Larry K. Jang, Department of Chemical Engineering, California State University Long Beach, CA 90840-5103, USA

ABSTRACT

A simplified procedure for predicting vapor-liquid equilibrium of a non-ideal binary solution based on the known azeotropic condition under constant pressure is developed in this work. First, liquid-phase activity coefficients of both components at the azeotropic condition under a certain system pressure are calculated and then substituted into two-parameter activity coefficient models (such as Van Laar, Margules, and Wilson). The model parameters can be easily solved directly or with simple numerical procedures. Assuming that these model parameters are insensitive to temperature, one may further calculate the activity coefficients, the bubble point and dew point temperatures as well as equilibrium vapor-phase compositions at any liquid- phase compositions under the given system pressure. The results of calculation indicated that the predicted vapor-liquid equilibrium agrees very well with both published data as well as that calculated by more elaborated procedures in the literature.
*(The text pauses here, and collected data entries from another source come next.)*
PR #687, opened 2026-09-08
ci: publish Castiron statuses despite stale PR base metadata

jbeckwith-oai:
## Summary

GitHub can retain an older `base.sha` on an open PR after main advances. The Castiron handler treated that metadata as PR identity, so rerunning a valid PR could leave both required budget statuses missing while the publisher appeared green.

Resolve the current PR by its verified repository, branch, and head identity. Continue evaluating current-main policy against trusted Git objects and checking the actual evaluation revisions before publication. Publish failing statuses and fail the publisher job when evaluation is unavailable, stale, or fails. Recheck main before writing the report comment.

## Validation

- Castiron suite passed: 55 tests, with the optional compiler contract test skipped (`CASTIRON_TEST_BIN` is unset), including stale PR base metadata, stale heads, evaluation base changes, failure visibility, and comment publication freshness.
- Ruff, actionlint for both Castiron workflows, and `git diff --check` passed.
- Security review and two consecutive clean adversarial-review rounds, with two independent fresh-context reviewers per round.

The trusted workflow runs from main, so the updated publisher takes effect after this PR merges. Budget policy, accounting, and permissions are unchanged.

### DIFF
--- a/.github/workflows/castiron-custom-code-comment.yml
+++ b/.github/workflows/castiron-custom-code-comment.yml
@@ -157,7 +157,7 @@ jobs:
               for (const number of [...new Set(pulls.map(pull => pull.number))].sort((a, b) => a - b)) {
                 if (!Number.isInteger(number) || number <= 0) return;
                 const {data: pr} = await github.rest.pulls.get({...context.repo, pull_number: number});
-                if (pr.state === 'open' && pr.head.sha === head && pr.base.sha === base &&
+                if (pr.state === 'open' && pr.head.sha === head &&
                     pr.head.ref === run.head_branch && pr.head.repo?.id === headRepository.id &&
                     pr.head.repo?.full_name === headRepository.full_name &&
                     pr.base.ref === branch &&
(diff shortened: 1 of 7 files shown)


markstuart-oai (approved):
Reviewed all seven changed files at fe571bae6877032015c578161073dabf5e772e0c, including the surrounding trusted evaluator, Git-object verification, publisher workflows, and tests. No substantive findings.

The change cleanly separates PR identity from evaluation freshness: repository/ref/head checks remain exact, while the budget evaluator and publication checks use current main independently of PR base metadata. Missing, stale, and failed evaluations produce failing statuses and a visible publisher failure; report comments recheck main after pagination. The existing resolver owns the change, with no new modes or helper layers. Production scripts plus workflows grow by only 3 lines / 240 bytes, and no file crosses 1,000 lines.

Validation: the full Castiron suite ran 55 tests successfully with one optional compiler-contract skip (CASTIRON_TEST_BIN unset); six additional isolated probes passed, covering the stale-metadata status matrix, identity mismatches, a real newer-main budget decrease, comment retry idempotency, replacement-ref isolation, and mocked status transport failures. Reporter checksum and git diff --check passed; observed PR checks were green. Local Ruff was blocked by the package-registry proxy, and actionlint was unavailable. No live publisher or workflow was invoked.

PR #689, opened 2026-09-09
feat(api): Add service account key expiration support

apcha-oai:
## Summary

Allow project service account API keys to be created with an expiration period and expose their expiration timestamps in returned models.

## Changes

- Add the optional `expires_in_seconds` parameter when creating a project service account.
- Expose the optional nullable `expires_at` field on project API keys.
- Expose the optional nullable `expires_at` field on API keys returned when creating project service accounts.


lib/openai/models/responses/response_function_web_search.rb
```diff
@@ -30,20 +30,22 @@ class ResponseFunctionWebSearch < OpenAI::Internal::Type::BaseModel
...
-        #   more information.
+        #   [web search guide](https://developers.openai.com/api/docs/guides/tools-web-search)
+        #   for more information.
         #
-        #   @param id [String] The unique ID of the web search tool call.
+        #   @param id [String]
+        #     The unique ID of the web search tool call.
         #
-        #   @param action [OpenAI::Models::Responses::ResponseFunctionWebSearch::Action::Search, OpenAI::Models::Responses::ResponseFunctionWebSearch::Action::OpenPage, OpenAI::Models::Responses::ResponseFunctionWebSearch::Action::Find] An object describing the specific action taken in this web search call.
+        #   @param action [OpenAI::Models::Responses::ResponseFunctionWebSearch::Action::Search, OpenAI::Models::Responses::ResponseFunctionWebSearch::Action::OpenPage, OpenAI::Models::Responses::ResponseFunctionWebSearch::Action::FindInPage]
```
markstuart-oai: [P3] Keep the documented action type aligned with the public class

This changes the constructor documentation to `Action::FindInPage`, but the runtime union still resolves `find_in_page` to `Action::Find` (line 66), and both RBI and RBS expose `Find`. `Action.const_defined?(:FindInPage, false)` is false. Please preserve `Action::Find` in the generated parameter documentation so editor guidance does not point callers to a nonexistent constant.

lib/openai/models/admin/organization/projects/service_account_create_params.rb
```diff
@@ -27,12 +27,31 @@ class ServiceAccountCreateParams < OpenAI::Internal::Type::BaseModel
...
-            # @!method initialize(project_id:, name:, create_service_account_only: nil, request_options: {})
+            # @!attribute expires_in_seconds
+            #   Number of seconds until the initial API key expires. If omitted or null, the key
+            #   does not expire unless the effective organization or project policy requires an
+            #   expiration. When a policy sets a maximum lifetime, this value must be provided
+            #   and must not exceed that limit. A non-null value cannot be used when
+            #   `create_service_account_only` is true.
+            #
+            #   @return [Integer, nil]
+            optional :expires_in_seconds, Integer, nil?: true
```
markstuart-oai, line 38: [P3] Cover expiration on the initial service-account creation path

The non- ideal binary solution containing 1-propanol and water at 1 atm (101.325kPa) is chosen to illustrate the procedure developed in this work.

KEYWORDS

Vapor-Liquid Equilibrium (VLE)
Activity Coefficient
1-Propanol/Water
Van Laar
Margules
Wilson
Azeotrope

CITATION

Jang LK, Chang YI (2017) Prediction of Vapor-Liquid Equilibrium for a Non-Ideal Binary Mixture Based on the Azeotropic Condition. Chem Eng Process Tech 3(2): 1039.

THEORY

For low to moderate total pressure (PT ) when the vapor phase can be assumed to be an ideal gas, the partial pressure (Pi , i = 1, 2) of each component above a non-ideal homogeneous binary liquid mixture can be expressed by the modified Raoult’s law [1(a)]:

$P_{1}= P_{T} Y_{1}=\gamma_{1} X_{1}P_{1}^{sat}(T)$ (1)

$P_{2}= P_{T} Y_{2}=\gamma_{2} X_{2}P_{2}^{sat}(T)$ (2)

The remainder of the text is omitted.